E’ solo il momento del ricordo di «una persona solare e sempre disponibile, così sorridente». Di una «sorella che non ha fatto nulla di male», e che lascia quel che ha seminato: una famiglia unita, due bimbe con cui era «così affettuosa», una comunità forte pronta a sostenere chi ha perso un punto di riferimento.
Le parole del cappellano della comunità latinoamericana padre Vittorio Casalino risuonano nella chiesa di Santa Caterina, che pare quasi incastonata nel perimetro del tribunale dove in queste ore si sta indagando sulla tragica morte di Evelin Moori Chamorro, la 30enne di origine peruviana morta nella notte fra domenica e lunedì.

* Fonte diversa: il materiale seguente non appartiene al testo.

PR #33, opened 2020-11-24
revault-cli: add a simple CLI

darosior:
Mainly aimed to test the JSONRPC server for now :)


Cargo.toml
```diff
@@ -4,6 +4,10 @@ version = "0.0.1"
 authors = ["Antoine Poinsot <darosior@protonmail.com>"]
 edition = "2018"
 
+[lib]
+name = "common"
+path = "src/common/lib.rs"
```
edouardparis, line 9: why not a different workspace member, importing only public modules from revaultd ?
And I am not a fan of this kind of path:
src/bin/revaultd/bitcoind/actions.rs

darosior: Pushed a new commit for a new layout which gets rid of `src/bin` in favour of `src/daemon` and `src/cli`

edouardparis (approved):
ACK 17268a9679177751b237b6bf328b588c6f66fd90

PR #36, opened 2020-11-26
Per wallet api

darosior:
Fixes https://github.com/re-vault/revaultd/issues/32 : this removes my dirty hacks :)


edouardparis (approved):
ACK dacd48c8dceab7f7dd4b4a58a9259656fbb01cfe

edouardparis:
Maybe later we will find a way to not have an Option on the wallet id

PR #48, opened 2020-12-09
contrib: dl bitcoind binary now that RCs are released

darosior:
This highly reduces the execution time of the functional tests as we don't compile bitcoind anymore


darosior:
ACK 968cbee -- trivial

E’ una cerimonia sentita e partecipata, ci sono naturalmente i familiari della ragazza ma anche tanti bambini, soprattutto le due figlie della donna, di 11 e 4 anni. La maggiore, in particolare, stretta dall’abbraccio di tante compagne e compagni. Non c’era, come era lecito aspettarsi, il padre delle due bimbe e compagno di Evelin.
Al momento l’uomo è indagato per omicidio preterintenzionale dal pm Giuseppe Longo: l'uomo (difeso dagli avvocati Chiara Mariani e Luca Barontini) di fronte alla alla Squadra Mobile ha confermato di avere litigato con la compagna e che però sarebbe stata lei ad aggredirlo fisicamente.